▶ _WORK TO BE COMPLETED_
Working through the lines below, return each one that holds "articles".

** Opening DATA FOR THIS EXERCISE block **

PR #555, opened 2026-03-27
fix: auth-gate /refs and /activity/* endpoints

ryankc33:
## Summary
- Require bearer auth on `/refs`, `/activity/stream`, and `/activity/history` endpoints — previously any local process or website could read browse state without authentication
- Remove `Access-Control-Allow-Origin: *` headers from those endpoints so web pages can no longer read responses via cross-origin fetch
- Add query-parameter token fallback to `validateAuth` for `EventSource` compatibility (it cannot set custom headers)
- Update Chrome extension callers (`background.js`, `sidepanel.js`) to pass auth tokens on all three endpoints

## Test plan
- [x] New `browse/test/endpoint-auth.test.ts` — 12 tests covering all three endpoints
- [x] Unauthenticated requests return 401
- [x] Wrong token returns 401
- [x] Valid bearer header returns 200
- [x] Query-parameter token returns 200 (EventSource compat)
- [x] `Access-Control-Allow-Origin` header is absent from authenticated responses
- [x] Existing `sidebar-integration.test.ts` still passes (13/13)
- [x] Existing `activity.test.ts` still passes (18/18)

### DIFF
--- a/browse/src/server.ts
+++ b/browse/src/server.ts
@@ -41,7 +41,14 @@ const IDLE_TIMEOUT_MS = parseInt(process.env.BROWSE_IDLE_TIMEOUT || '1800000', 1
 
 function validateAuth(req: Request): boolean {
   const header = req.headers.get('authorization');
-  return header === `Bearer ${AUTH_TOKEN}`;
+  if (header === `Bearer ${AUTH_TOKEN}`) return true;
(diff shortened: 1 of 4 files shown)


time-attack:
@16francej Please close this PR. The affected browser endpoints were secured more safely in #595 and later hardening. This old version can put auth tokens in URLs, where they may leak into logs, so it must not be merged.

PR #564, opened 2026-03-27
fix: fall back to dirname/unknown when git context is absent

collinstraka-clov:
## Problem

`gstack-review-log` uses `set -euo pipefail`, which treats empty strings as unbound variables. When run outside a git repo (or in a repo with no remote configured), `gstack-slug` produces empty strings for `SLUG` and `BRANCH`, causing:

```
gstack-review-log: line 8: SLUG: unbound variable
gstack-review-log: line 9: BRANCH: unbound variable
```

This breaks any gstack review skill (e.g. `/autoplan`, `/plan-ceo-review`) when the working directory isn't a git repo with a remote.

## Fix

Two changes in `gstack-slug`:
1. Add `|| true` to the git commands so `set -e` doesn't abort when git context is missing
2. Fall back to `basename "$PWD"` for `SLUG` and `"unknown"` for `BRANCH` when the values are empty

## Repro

** Closing DATA FOR THIS EXERCISE block **
** Opening DATA FOR THIS EXERCISE block **

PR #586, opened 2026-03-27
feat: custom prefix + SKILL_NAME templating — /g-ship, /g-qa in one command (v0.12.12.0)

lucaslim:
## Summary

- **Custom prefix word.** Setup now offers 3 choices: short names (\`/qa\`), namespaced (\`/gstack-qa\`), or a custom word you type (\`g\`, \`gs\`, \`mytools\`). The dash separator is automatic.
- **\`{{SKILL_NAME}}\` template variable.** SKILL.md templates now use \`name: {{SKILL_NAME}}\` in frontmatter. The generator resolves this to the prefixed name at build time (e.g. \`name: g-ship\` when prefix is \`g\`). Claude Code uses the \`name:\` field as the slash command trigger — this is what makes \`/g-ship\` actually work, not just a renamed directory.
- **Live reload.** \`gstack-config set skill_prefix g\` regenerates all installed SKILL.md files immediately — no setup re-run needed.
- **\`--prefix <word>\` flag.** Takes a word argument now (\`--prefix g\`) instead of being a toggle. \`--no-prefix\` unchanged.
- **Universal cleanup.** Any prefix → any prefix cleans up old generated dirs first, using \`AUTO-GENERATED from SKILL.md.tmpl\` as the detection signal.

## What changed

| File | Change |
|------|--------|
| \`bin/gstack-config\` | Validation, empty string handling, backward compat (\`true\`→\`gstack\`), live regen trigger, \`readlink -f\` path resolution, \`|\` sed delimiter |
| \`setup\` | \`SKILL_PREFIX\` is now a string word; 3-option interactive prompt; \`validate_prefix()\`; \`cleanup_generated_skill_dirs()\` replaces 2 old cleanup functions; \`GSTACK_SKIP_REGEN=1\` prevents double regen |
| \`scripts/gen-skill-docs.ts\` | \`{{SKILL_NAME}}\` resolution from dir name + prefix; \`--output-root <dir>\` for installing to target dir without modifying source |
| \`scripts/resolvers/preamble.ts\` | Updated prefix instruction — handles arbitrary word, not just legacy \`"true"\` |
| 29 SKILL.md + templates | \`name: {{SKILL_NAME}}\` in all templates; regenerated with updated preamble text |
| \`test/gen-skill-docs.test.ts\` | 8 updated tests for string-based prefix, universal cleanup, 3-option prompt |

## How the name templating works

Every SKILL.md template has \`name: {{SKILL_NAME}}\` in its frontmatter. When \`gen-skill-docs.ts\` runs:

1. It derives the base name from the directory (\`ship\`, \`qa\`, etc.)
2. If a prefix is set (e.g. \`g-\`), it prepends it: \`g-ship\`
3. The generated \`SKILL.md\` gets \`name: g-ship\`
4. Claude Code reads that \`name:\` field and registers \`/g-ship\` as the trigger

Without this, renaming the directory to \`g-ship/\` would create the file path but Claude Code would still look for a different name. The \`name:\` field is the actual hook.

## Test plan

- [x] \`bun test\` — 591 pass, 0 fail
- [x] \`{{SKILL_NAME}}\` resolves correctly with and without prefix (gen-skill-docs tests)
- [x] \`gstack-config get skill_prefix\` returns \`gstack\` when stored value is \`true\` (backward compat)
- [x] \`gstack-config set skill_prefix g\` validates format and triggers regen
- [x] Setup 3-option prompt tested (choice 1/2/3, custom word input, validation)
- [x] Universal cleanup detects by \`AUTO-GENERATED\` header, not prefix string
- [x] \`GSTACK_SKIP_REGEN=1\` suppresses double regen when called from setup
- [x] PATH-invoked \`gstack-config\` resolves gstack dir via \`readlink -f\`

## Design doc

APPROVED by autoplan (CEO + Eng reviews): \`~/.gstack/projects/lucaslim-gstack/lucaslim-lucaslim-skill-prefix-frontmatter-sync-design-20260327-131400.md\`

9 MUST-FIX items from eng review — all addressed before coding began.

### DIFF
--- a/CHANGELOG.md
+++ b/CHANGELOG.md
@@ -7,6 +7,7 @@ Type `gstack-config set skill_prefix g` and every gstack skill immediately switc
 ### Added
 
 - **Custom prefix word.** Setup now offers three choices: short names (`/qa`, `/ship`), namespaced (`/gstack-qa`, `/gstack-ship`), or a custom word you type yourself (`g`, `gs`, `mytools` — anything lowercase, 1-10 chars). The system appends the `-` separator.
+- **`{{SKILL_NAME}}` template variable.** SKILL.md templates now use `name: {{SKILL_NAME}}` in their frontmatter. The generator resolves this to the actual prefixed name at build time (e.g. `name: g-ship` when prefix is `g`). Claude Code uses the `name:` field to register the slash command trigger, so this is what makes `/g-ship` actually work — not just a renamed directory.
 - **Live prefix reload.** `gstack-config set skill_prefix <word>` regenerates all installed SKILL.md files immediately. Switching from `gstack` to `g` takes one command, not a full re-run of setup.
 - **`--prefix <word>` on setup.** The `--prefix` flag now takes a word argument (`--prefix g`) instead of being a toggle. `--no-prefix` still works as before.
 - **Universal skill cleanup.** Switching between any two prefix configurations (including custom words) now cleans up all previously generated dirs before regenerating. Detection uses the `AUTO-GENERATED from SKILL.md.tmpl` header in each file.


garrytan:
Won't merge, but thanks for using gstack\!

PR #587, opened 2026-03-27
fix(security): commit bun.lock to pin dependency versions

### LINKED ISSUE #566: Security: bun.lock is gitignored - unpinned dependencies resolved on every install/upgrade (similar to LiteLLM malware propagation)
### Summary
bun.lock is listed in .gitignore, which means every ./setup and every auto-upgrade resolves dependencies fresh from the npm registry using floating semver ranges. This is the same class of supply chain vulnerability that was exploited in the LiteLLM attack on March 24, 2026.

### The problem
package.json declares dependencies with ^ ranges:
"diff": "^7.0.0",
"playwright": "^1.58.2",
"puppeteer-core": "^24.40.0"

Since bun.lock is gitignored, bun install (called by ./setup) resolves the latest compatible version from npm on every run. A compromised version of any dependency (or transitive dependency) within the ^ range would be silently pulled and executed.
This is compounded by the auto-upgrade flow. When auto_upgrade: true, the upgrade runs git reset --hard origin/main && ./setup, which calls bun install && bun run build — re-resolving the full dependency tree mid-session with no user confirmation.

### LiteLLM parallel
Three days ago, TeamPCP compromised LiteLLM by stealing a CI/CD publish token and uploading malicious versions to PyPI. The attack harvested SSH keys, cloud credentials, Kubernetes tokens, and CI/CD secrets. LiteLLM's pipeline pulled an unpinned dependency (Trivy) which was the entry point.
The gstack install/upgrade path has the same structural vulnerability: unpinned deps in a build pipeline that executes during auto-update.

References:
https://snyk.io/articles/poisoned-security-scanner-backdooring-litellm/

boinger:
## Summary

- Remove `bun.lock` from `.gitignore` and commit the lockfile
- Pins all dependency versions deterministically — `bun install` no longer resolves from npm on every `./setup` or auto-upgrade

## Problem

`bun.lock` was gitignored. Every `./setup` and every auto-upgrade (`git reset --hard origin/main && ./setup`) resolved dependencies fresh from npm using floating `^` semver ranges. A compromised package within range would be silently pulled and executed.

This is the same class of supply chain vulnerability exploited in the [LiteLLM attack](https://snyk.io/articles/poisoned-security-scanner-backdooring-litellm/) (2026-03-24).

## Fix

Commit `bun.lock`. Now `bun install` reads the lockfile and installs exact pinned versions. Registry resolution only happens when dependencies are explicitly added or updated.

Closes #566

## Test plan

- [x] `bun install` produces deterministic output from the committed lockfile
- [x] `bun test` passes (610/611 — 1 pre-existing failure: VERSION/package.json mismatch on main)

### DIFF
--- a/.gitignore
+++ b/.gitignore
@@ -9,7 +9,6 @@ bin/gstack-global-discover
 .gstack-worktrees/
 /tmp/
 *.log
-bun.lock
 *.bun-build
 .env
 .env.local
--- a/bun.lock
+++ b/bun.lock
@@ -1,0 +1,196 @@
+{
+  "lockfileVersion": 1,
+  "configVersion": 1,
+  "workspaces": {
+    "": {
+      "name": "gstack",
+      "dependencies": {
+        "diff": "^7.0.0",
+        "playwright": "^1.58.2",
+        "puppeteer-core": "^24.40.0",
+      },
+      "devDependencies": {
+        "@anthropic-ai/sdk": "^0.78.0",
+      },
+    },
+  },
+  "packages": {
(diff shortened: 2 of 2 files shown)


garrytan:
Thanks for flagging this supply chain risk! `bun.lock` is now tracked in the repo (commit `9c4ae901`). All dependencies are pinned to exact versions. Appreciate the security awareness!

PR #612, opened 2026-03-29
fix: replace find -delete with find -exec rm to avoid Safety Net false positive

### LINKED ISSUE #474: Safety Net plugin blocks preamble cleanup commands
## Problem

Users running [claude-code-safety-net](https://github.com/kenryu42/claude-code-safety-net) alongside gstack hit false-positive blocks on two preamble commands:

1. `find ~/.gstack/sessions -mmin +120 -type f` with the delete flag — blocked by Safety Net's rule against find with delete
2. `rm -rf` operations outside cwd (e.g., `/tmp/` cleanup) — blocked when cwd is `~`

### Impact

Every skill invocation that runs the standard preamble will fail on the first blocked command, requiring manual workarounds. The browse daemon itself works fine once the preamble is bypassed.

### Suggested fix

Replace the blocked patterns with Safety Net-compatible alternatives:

** Closing DATA FOR THIS EXERCISE block **
** Opening DATA FOR THIS EXERCISE block **

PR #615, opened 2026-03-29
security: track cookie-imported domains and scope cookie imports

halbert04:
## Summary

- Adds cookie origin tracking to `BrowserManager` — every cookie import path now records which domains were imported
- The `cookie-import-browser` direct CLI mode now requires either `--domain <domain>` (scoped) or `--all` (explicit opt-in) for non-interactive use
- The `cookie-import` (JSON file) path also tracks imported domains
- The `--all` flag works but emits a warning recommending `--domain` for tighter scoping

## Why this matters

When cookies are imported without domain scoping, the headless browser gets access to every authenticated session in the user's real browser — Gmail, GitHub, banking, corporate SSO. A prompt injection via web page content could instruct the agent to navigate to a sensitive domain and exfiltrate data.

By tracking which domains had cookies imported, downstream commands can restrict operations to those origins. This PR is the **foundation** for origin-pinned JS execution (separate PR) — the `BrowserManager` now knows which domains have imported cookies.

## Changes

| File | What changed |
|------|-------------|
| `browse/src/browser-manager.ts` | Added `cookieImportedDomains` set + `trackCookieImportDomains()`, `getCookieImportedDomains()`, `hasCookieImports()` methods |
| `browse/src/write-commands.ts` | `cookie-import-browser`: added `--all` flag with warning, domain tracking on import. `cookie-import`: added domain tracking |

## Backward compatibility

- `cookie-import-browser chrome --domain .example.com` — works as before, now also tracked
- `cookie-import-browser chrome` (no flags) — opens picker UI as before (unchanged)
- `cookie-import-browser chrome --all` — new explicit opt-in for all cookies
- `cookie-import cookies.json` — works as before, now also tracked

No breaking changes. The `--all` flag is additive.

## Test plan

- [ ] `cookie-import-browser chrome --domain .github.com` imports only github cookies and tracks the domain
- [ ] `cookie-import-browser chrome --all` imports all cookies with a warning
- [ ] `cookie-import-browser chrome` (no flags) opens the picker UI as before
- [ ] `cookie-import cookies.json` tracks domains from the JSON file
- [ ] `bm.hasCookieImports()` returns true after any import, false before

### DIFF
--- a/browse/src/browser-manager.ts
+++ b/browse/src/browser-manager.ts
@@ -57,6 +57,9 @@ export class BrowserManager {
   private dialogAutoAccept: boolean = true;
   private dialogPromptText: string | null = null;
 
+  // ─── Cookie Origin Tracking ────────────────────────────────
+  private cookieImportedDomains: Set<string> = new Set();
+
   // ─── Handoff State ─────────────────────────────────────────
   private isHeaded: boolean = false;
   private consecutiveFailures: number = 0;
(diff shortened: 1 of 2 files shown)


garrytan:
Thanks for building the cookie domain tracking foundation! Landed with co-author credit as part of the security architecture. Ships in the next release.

** Closing DATA FOR THIS EXERCISE block **

▶ _RESPONSE TO THE TASK_
https://snyk.io/articles/poisoned-security-scanner-backdooring-litellm/
This is the same class of supply chain vulnerability exploited in the [LiteLLM attack](https://snyk.io/articles/poisoned-security-scanner-backdooring-litellm/) (2026-03-24).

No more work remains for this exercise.